Apache Parquet is a free and open-source column-oriented data storage format in the Apache Hadoop ecosystem. It is similar to RCFile and ORC, the other columnar-storage file formats in Hadoop, and is compatible with most of the data processing frameworks around Hadoop. It provides efficient data compression and encoding schemes with enhanced performance to handle complex data in bulk.
TiDB is an open-source NewSQL database that supports Hybrid Transactional and Analytical Processing (HTAP) workloads. Designed to be MySQL compatible, it is developed and supported primarily by PingCAP and licensed under Apache 2.0. It is also available as a paid product. TiDB drew its initial design inspiration from Google's Spanner and F1 papers.
Apache Airflow is an open-source workflow management platform for data engineering pipelines. It started at Airbnb in October 2014 as a solution to manage the company's increasingly complex workflows. Creating Airflow allowed Airbnb to programmatically author and schedule their workflows and monitor them via the built-in Airflow user interface. From the beginning, the project was made open source, becoming an Apache Incubator project in March 2016 and a top-level Apache Software Foundation project in January 2019.
Apache Superset is an open-source software application for data exploration and data visualization able to handle data at petabyte scale. The application started as a hack-a-thon project by Maxime Beauchemin while working at Airbnb and entered the Apache Incubator program in 2017. In addition to Airbnb, the project has seen significant contributions from other leading technology companies, including Lyft and Dropbox. Superset graduated from the incubator program and became a top-level project at the Apache Software Foundation in 2021.
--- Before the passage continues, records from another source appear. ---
PR #552, opened 2020-09-08
[Table] Phase 1 Feature - Insert Or Replace Entity

edwin-huber:
[Table] Phase 1 Feature - Insert Or Replace Entity #492

Upsert added incl query table entities with partition key and row key in the loki data handler.

Added test case to validate "insert" API call via SDK, and verified that this does not include the ifMatch / etag header on the request to the API.

### DIFF
--- a/src/table/handlers/TableHandler.ts
+++ b/src/table/handlers/TableHandler.ts
@@ -14,7 +14,7 @@ import {
   NO_METADATA_ACCEPT,
   RETURN_CONTENT,
   RETURN_NO_CONTENT,
-  TABLE_API_VERSION,
+  TABLE_API_VERSION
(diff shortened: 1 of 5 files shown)


edwin-huber:
Would use query entities / query with partition key and row key to extend tests to validate the entities placed in table storage.

XiaoningLiu (commented):
Hi @Edwin, the changes looks good to me. Can you check the CI failures?

XiaoningLiu:
> Would use query entities / query with partition key and row key to extend tests to validate the entities placed in table storage.

We can leave a TODO in test cases, or add an empty test cases for now. Query entity is under review.

XiaoningLiu (approved):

Trino is an open-source distributed SQL query engine designed to query large data sets distributed over one or more heterogeneous data sources. Trino can query data lakes that contain open column-oriented data file formats like ORC or Parquet residing on different storage systems like HDFS, AWS S3, Google Cloud Storage, or Azure Blob Storage using the Hive and Iceberg table formats. Trino also has the ability to run federated queries that query tables in different data sources such as MySQL, PostgreSQL, Cassandra, Kafka, MongoDB and Elasticsearch. Trino is released under the Apache License.